Which of the lines below contain the string "optimisations"? Pull each one out of the data.

##### SOURCE RECORDS

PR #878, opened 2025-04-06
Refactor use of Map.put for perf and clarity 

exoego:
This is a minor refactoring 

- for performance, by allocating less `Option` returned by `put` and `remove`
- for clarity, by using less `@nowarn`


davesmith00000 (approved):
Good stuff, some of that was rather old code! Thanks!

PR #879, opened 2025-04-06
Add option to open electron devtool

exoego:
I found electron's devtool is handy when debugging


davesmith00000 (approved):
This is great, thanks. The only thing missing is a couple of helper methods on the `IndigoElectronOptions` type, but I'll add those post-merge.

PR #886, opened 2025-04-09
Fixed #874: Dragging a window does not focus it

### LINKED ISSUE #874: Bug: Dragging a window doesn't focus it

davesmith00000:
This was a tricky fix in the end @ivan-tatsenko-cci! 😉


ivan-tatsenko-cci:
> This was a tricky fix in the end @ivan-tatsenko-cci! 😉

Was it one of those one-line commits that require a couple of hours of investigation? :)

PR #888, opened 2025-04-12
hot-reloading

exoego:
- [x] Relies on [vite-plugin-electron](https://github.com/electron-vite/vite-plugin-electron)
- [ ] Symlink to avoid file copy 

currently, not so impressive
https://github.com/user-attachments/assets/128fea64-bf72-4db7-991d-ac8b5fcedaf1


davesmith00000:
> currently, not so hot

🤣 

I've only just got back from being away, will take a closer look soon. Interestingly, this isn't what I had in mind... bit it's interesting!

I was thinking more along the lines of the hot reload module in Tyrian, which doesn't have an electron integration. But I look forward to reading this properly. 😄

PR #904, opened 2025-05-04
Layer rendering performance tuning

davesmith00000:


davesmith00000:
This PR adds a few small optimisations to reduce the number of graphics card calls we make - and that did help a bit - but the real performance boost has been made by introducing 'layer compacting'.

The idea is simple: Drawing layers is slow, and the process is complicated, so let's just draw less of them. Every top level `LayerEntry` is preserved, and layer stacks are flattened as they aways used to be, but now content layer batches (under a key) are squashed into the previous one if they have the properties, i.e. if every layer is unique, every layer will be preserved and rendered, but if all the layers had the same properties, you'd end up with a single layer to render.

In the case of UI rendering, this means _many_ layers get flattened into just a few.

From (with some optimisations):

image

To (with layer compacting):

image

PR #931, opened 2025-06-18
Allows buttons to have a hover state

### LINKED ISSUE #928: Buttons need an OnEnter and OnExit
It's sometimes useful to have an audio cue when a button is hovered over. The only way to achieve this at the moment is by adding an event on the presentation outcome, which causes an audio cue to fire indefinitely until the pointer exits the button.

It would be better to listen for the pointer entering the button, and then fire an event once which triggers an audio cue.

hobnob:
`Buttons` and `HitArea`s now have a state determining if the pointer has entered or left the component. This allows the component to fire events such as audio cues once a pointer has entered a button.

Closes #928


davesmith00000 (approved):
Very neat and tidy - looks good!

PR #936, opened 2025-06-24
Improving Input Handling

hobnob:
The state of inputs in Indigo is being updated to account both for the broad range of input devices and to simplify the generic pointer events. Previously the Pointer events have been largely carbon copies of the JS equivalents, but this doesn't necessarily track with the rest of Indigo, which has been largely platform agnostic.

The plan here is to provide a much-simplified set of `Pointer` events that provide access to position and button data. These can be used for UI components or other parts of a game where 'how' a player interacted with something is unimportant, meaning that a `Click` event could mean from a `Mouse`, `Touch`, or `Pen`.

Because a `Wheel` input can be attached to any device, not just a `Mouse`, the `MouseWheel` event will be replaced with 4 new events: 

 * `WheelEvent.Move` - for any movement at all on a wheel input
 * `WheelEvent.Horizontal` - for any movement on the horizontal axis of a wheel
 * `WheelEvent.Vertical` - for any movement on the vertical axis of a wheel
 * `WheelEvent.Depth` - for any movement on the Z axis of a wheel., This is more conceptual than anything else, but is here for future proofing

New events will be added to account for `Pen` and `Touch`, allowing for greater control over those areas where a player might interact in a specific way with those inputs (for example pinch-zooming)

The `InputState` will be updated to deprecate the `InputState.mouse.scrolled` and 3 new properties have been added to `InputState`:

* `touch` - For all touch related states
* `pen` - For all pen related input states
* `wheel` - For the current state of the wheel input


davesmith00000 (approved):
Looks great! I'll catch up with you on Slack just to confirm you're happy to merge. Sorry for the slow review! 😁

##########

TASK ANSWER>
This PR adds a few small optimisations to reduce the number of graphics card calls we make - and that did help a bit - but the real performance boost has been made by introducing 'layer compacting'.
From (with some optimisations):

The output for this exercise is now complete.